For some reason, Keo grinned and wondered what he must look like with his face coated in a film of Calvin’s plasma while the man himself was sitting against the wall, large body tilted dangerously over to one side as blood
drip-drip-dripped
from his chin like heavy raindrops. Calvin was still alive, because Keo could hear him breathing. Or wheezing, anyway, because the air was clearly going through that bloody hole in the middle of his face that used to be his nose. It was a grotesque sight, but at the moment Keo couldn’t be bothered to feel any sympathy for the man.

Keo didn’t so much as run at Bellamy as he threw himself like some human missile at the man. His aim was true and he crashed into Bellamy’s chest, turning his body slightly at the last second so that his shoulder buried itself into the other man’s sternum just as Bellamy managed to get the Glock out of its holster.

He collapsed back down to Earth on his shoulder and let out a pained grunt, even as Bellamy landed on his back farther up the hallway. For some reason Keo thought his luck might have been good enough to jostle the gun loose from Bellamy’s hand, but he was wrong. Very, very wrong, as it turned out, because he found himself staring at the wrong end of a gun barrel.

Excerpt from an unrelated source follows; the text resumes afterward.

PR #205, opened 2015-03-31
Fix default() doc

francois2metz:


neumino:
Looks good, thanks @francois2metz!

Keo gritted his teeth and waited to eat a bullet, but for whatever reason Bellamy, sitting on the hallway floor on his ass, didn’t fire. Instead, he just stared across the iron sights of his weapon at Keo, that look of shock still present on his face.

After what seemed like an eternity—though it was probably more like two or three seconds—Keo let out a resigned sigh and slowly picked himself up from the floor and onto his knees. He was breathing hard, but that was more from exertion and the throbbing pain originating from his forehead than fear.

Bellamy stood up, the gun never wavering from Keo’s head for a single heartbeat. After a moment, he smirked.